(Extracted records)
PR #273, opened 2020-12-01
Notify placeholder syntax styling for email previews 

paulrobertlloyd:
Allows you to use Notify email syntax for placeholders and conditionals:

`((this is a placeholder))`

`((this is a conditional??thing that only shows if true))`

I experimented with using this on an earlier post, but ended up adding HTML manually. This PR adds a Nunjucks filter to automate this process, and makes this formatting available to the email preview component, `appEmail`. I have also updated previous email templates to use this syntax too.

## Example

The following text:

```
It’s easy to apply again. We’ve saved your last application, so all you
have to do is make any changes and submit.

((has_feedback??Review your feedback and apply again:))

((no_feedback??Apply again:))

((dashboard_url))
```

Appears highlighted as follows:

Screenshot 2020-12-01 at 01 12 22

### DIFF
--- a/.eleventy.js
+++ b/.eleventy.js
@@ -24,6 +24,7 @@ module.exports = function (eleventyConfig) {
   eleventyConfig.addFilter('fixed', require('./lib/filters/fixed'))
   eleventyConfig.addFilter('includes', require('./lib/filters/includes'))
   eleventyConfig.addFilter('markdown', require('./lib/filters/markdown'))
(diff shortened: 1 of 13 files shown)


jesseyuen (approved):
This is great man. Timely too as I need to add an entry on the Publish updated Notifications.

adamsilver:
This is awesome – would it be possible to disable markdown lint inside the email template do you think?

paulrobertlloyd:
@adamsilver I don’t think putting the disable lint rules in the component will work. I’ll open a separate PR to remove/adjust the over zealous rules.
* * *
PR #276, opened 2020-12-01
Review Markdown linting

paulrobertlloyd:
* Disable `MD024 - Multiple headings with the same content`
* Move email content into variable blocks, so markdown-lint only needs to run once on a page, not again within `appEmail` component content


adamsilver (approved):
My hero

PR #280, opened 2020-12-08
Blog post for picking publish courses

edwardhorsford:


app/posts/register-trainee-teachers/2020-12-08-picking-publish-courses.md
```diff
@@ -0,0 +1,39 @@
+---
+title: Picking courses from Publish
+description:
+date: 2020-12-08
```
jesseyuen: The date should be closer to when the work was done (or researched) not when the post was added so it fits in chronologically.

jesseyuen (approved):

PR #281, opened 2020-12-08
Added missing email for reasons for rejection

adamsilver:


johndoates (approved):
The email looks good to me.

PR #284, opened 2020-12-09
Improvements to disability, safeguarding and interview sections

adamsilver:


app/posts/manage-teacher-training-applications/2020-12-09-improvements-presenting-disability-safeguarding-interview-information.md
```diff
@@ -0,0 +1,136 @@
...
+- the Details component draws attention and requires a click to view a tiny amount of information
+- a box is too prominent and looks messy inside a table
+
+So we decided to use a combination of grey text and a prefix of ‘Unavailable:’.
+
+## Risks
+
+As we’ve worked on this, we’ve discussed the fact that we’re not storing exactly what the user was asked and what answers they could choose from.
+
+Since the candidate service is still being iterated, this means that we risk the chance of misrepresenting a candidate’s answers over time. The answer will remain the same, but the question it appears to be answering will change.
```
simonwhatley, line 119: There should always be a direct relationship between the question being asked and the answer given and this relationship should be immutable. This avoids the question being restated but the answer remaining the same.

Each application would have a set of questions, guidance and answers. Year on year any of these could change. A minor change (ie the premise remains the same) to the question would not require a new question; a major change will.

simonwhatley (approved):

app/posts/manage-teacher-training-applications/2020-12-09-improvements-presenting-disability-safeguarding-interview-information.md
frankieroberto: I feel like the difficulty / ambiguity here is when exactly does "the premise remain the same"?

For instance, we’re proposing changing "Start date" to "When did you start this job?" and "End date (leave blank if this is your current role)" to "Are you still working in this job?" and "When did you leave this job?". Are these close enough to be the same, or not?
--
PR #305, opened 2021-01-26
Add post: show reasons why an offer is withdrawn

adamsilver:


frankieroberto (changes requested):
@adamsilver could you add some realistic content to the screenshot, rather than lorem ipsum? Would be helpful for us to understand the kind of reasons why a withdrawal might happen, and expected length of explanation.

* [Exercise] Look above for the line with "-24,6 +24,7 @@" and the line with "over zealous rules.". Write out those two lines and all the lines between them, exactly, and no others.

* [Response to this task]
@@ -24,6 +24,7 @@ module.exports = function (eleventyConfig) {
   eleventyConfig.addFilter('fixed', require('./lib/filters/fixed'))
   eleventyConfig.addFilter('includes', require('./lib/filters/includes'))
   eleventyConfig.addFilter('markdown', require('./lib/filters/markdown'))
(diff shortened: 1 of 13 files shown)


jesseyuen (approved):
This is great man. Timely too as I need to add an entry on the Publish updated Notifications.

adamsilver:
This is awesome – would it be possible to disable markdown lint inside the email template do you think?

paulrobertlloyd:
@adamsilver I don’t think putting the disable lint rules in the component will work. I’ll open a separate PR to remove/adjust the over zealous rules.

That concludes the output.